Stef Yeh is one of our fantastic Physio’s here at Enhance Physiotherapy. She started at the Mandurah clinic earlier this year after moving from Melbourne. She has always been a keen sportsperson and in the past has played soccer at an elite level. Shortly after starting work here in Perth she ruptured her right anterior cruciate ligament (ACL) while playing a social soccer match. Stef has kindly granted us permission to follow her recovery with a series of blogs to give us an insight into the rehab protocol after a major injury. We’ve asked Stef to describe her injury for us:

‘’A few months ago after moving from Melbourne to Perth, I injured my knee following an awkward tackle while playing soccer. During the incident, I felt my knee pop and immediately knew something wasn’t right. After being assessed by my wonderful colleagues I was off for an MRI scan. Results showed that I had a complete rupture of my anterior cruciate ligament (ACL)”

Complete anterior cruciate ligament (ACL) ruptures typically require surgery where a graft is taken of the hamstring tendon or the patella tendon and is this is used to reconstruct the anterior cruciate ligament (ACL) to support the knee. This injury also has a long recovery time, usually in excess of 12 months to return to sport.
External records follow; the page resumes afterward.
PR #4747, opened 2022-01-30
Add "use named-anywhere" as a pragma

lizmat:
In an attempt to make the "use named arguments on the command line
at any location" feature more rememberable and accessible.

Sets named-anywhere key in the %*SUB-MAIN-OPTS has if it already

In order to return to sport the person needs to undergo a long period of rehabilitation to increase the strength in the muscles around the knee to a level where they are strong enough to prevent re-injury.

Post Anterior Cruciate Ligament (ACL) Operation Recovery
Post Anterior Cruciate Ligament (ACL) Operation – Enhance Physiotherapy

Stef had a right anterior cruciate ligament (ACL) reconstruction six weeks ago:

“Immediately after the operation I was able to put weight on my leg with minimal support. I returned home from hospital the next day and spent about two weeks resting and focusing on swelling and pain management. I am now up and moving about and have already gone back to work. Although walking can be slow and frustrating, I have actually had very little pain. However, I have lost a lot of strength in my right leg and I can see an obvious change in the size of my leg muscles compared to my left leg. Currently my rehab goals are focussed on getting full movement in my knee and doing some gentle muscle exercises.”

Although it’ll be a long time before Stef is able to play soccer again, she is already making great progress with her rehabilitation and her strength is improving every week! We will keep you updated on Stef’s progress. A big thanks to Stef and we wish her a good recovery!